» **How to complete this task**
Write the data out again exactly and in full.

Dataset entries
PR #92, opened 2021-10-04
Make single-stepping optional (removing ResumeAction)

### LINKED ISSUE #59: Make single-stepping optional
A close reading of the GDB RSP docs suggests that single-stepping is actually an _optional_ feature of the protocol. Emphasis mine:
https://sourceware.org/gdb/current/onlinedocs/gdb/Overview.html#Overview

» **Solution**
PR #92, opened 2021-10-04
Make single-stepping optional (removing ResumeAction)

### LINKED ISSUE #59: Make single-stepping optional
A close reading of the GDB RSP docs suggests that single-stepping is actually an _optional_ feature of the protocol. Emphasis mine:
https://sourceware.org/gdb/current/onlinedocs/gdb/Overview.html#Overview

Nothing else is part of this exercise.